PR #3178, opened 2018-01-21
Optimization: reset bidirectional flag for rules with same src and dst

gozzy:

Describe changes:
If one created bidirectional rule like 'alert tcp any any <> any any ...', the rule was checked twice (for each packet in every direction(. This is suboptimal and may give duplicated alerts. To avoid this, bidirectional rules are now checked for the same src and dst (addresses and ports) and if it's the case, the rule is treated as unidirectional and a corresponding message is logged.

### DIFF
--- a/src/detect-parse.c
+++ b/src/detect-parse.c
@@ -1797,6 +1797,51 @@ error:
 }
 
 /**
+ * \brief Checks if a signature has the same source and destination
+ * \param s parsed signature
+ *
+ *  \retval 1 if source and destination are the sane, 0 otherwise
+ */
+static int SigHasSameSourceAndDestination(const Signature *s)
+{
+    int ret = 0;
+
+    if (!(s->flags & SIG_FLAG_SP_ANY) || !(s->flags & SIG_FLAG_DP_ANY)) {
+        if (DetectPortCmp(s->sp, s->dp) != 1) {
+            goto end;
+        }
+    }
+
+    if (!(s->flags & SIG_FLAG_SRC_ANY) || !(s->flags & SIG_FLAG_DST_ANY)) {
+        DetectAddress *src_v4 = s->init_data->src->ipv4_head;
+        DetectAddress *dst_v4 = s->init_data->dst->ipv4_head;
+        DetectAddress *src_v6 = s->init_data->src->ipv6_head;
+        DetectAddress *dst_v6 = s->init_data->dst->ipv6_head;
+
+        if (src_v4 != NULL && dst_v4 != NULL) {
+            if (DetectAddressCmp(src_v4, dst_v4) != ADDRESS_EQ) {
+                goto end;
+            }
+        } else if (!(src_v4 == NULL && dst_v4 == NULL)) {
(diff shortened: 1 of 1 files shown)


gozzy:
I don't think that initial behavior was a bug, therefore I've not created a ticked. However I suppose that it slows down packet processing and could be optimized a little bit.

gozzy:
Any thoughts on this?

src/detect-parse.c
```diff
@@ -1796,6 +1796,51 @@ static Signature *SigInitHelper(DetectEngineCtx *de_ctx, const char *sigstr,
...
+    }
+
+    if (!(s->flags & SIG_FLAG_SRC_ANY) || !(s->flags & SIG_FLAG_DST_ANY)) {
+        DetectAddress *src_v4 = s->init_data->src->ipv4_head;
+        DetectAddress *dst_v4 = s->init_data->dst->ipv4_head;
+        DetectAddress *src_v6 = s->init_data->src->ipv6_head;
+        DetectAddress *dst_v6 = s->init_data->dst->ipv6_head;
+
+        if (src_v4 != NULL && dst_v4 != NULL) {
+            if (DetectAddressCmp(src_v4, dst_v4) != ADDRESS_EQ) {
```
victorjulien: both src and dst can be a list of DetectAddress objects, but DetectAddressCmp doesn't compare the list but just a single object.

src/detect-parse.c
```diff
@@ -1796,6 +1796,51 @@ static Signature *SigInitHelper(DetectEngineCtx *de_ctx, const char *sigstr,
     return NULL;
 }
 
+/**
+ * \brief Checks if a signature has the same source and destination
+ * \param s parsed signature
+ *
+ *  \retval 1 if source and destination are the sane, 0 otherwise
+ */
+static int SigHasSameSourceAndDestination(const Signature *s)
```
victorjulien: 'static bool'

src/detect-parse.c
```diff
@@ -1796,6 +1796,51 @@ static Signature *SigInitHelper(DetectEngineCtx *de_ctx, const char *sigstr,
...
+{
+    int ret = 0;
+
+    if (!(s->flags & SIG_FLAG_SP_ANY) || !(s->flags & SIG_FLAG_DP_ANY)) {
+        if (DetectPortCmp(s->sp, s->dp) != 1) {
```
victorjulien: same list issue here

src/detect-parse.c
```diff
@@ -1796,6 +1796,51 @@ static Signature *SigInitHelper(DetectEngineCtx *de_ctx, const char *sigstr,
...
+                goto end;
+            }
+        } else if (!(src_v6 == NULL && dst_v6 == NULL)) {
+            goto end;
+        }
+    }
+
+    ret = 1;
+
+end:
```
victorjulien: no need to use a label and goto's, just return false from each check

gozzy:
Replaced with #3231

PR #3181, opened 2018-01-22
Filestore stream-depth fixes

glongo:

https://redmine.openinfosecfoundation.org/issues/2264

Describe changes:
Currently if file-store.stream-depth is set, it doesn't behave correctly.
If its value is zero, it works as expected, but if the value is fixed it won't be used.
Even if stream-depth is enabled in an application layer, it doesn't work because the value is overwritten.
This patchset fixes the usage of stream-depth when:
- global file-store.stream-depth is enabled
- stream-depth is enabled for an application layer
- file-store keyword is used with http protocol

- PR glongo: https://buildbot.openinfosecfoundation.org/builders/glongo/builds/169
- PR glongo-pcap: https://buildbot.openinfosecfoundation.org/builders/glongo-pcap/builds/33

### DIFF
--- a/doc/userguide/file-extraction/file-extraction.rst
+++ b/doc/userguide/file-extraction/file-extraction.rst
@@ -63,6 +63,15 @@ of the filename. For example, if the SHA256 hex string of an extracted
 file starts with "f9bc6d..." the file we be placed in the directory
 `filestore/f9`.
 
+The size of a file that can be stored depends on ``file-store.stream-depth``,
+if this value is reached a file can be truncated and not stored completely.
+If not enabled, ``strem.reassembly.depth`` will be considered.
+
+Setting ``file-store.stream-depth`` to 0 permits to store any files.
+
+A protocol parser, like modbus, could permit to set a different
+store-depth value and use it rather than ``file-store.stream-depth``.
+
 Using the SHA256 for file names allows for automatic de-duplication of
 extracted files. However, the timestamp of a pre-existing file will be
 updated if the same files is extracted again, similar to the `touch`
--- a/src/app-layer-htp.c
+++ b/src/app-layer-htp.c
@@ -473,6 +473,14 @@ void AppLayerHtpNeedFileInspection(void)
     SCReturn;
 }
 
+void AppLayerHtpUseStreamDepth(htp_tx_t *tx)
+{
+    HtpTxUserData *tx_ud = (HtpTxUserData *) htp_tx_get_user_data(tx);
+    if (tx_ud) {
+        tx_ud->use_stream_depth = TRUE;
+    }
+}
+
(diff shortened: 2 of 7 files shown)


doc/userguide/file-extraction/file-extraction.rst
```diff
@@ -63,6 +63,15 @@ of the filename. For example, if the SHA256 hex string of an extracted
 file starts with "f9bc6d..." the file we be placed in the directory
 `filestore/f9`.
 
+The size of a file that can be stored depends on ``file-store.stream-depth``,
+if this value is reached a file can be truncated and not stored completely.
+If not enabled, ``strem.reassembly.depth`` will be considered.
```
norg: stre*a*m.reassembly

glongo:
I'll send a new PR soon.

victorjulien:
I don't really understand the http part here, and I wonder if this could be generalized to not be http specific?

glongo:
Although file-store.stream-depth is enabled, without the http part a request/response body is not reassembled when it should be because the stream-depth value is set.
This happens because while reassembly only the body limit specified in libhtp settings is considered, but
 the file-store.stream-depth is excluded.
As a result, it could happen that a file is truncated but it should be stored instead.
This below in an example:

Config:
> outputs.14.file-store.enabled = yes
outputs.14.file-store.stream-depth = 0
stream.reassembly.depth = 1mb

Rule:
> alert http any any -> any any (msg:"FILE store all"; filestore; sid:1; rev:1;)

In this rule the filestore keyword is used, so it means that file-store.stream-depth value should be unlimited

> $ wget http://d.7-zip.org/a/7z1701-x64.exe
> $ cat var/log/suricata/files/file.1.meta

> TIME:              02/08/2018-17:19:49.681144
SRC IP:            178.62.126.102
DST IP:            192.168.1.3
PROTO:             6
SRC PORT:          80
DST PORT:          60292
APP PROTO:         http
HTTP URI:          /a/7z1701-x64.exe
HTTP HOST:         d.7-zip.org
HTTP REFERER:      <unknown>
HTTP USER AGENT:   Wget/1.19.2 (linux-gnu)
FILENAME:          /a/7z1701-x64.exe
MAGIC:             <unknown>
STATE:             TRUNCATED
SIZE:              103988

As you can see the file is truncated.

The http part doesn't need to be generalized because this issue happen only in this case (http proto), in other case like smtp, it works correctly.

victorjulien:
Isn't that because the http body limits are hit instead of the stream depth?

glongo:
Yes, the body limits are hit and the stream depth not

victorjulien:
So it seems what we need is a clean way to update those body limits. Right now they are either 'unlimited' or use a fixed value.

regit:
@victorjulien Not sure we got what you are saying. The proposed code is using a dynamic approach: if filestore is used on a TX, then we set a flag on the TX that is used to set body limit to the value of file reassembly. This is the same approach as the one on stream but applied to the protocol.

PR #3556, opened 2018-11-25
suricata-update: configures fixups - v1

jasonish:
1) Do not install suricata-update if python-yaml is not found. A warning message, similar to how we handle other dependencies will be displayed telling the user how to install it.
2) Allow --disable-suricata-update to keep suricata-update from being installed even if all dependencies are met.
3) Print datarootdir in build-info. This is useful as its where the enging provided rules are now installed.
4) Include a script for bundling suricata-update, I think its useful to have something like this in-tree for others who want to do their own builds and bundle it correctly.

Related redmine issues:
- https://redmine.openinfosecfoundation.org/issues/2705

- PR jasonish-pcap: https://buildbot.openinfosecfoundation.org/builders/jasonish-pcap/builds/330
- PR jasonish: https://buildbot.openinfosecfoundation.org/builders/jasonish/builds/684

### DIFF
--- a/.gitignore
+++ b/.gitignore
@@ -47,3 +47,4 @@ qa/log/
 
 /suricata-update/*
 !/suricata-update/Makefile.am
+!/suricata-update/bundle.sh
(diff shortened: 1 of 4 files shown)


victorjulien:
Merged in #3563, thanks Jason. I did drop the bundle.sh patch for now as I didn't really see the point of adding it a point release and in general would like to discuss how to handle utils like that.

= Aim of the task =
Pull out every line above that holds the word "extraction".

= Answer section =
--- a/doc/userguide/file-extraction/file-extraction.rst
+++ b/doc/userguide/file-extraction/file-extraction.rst
doc/userguide/file-extraction/file-extraction.rst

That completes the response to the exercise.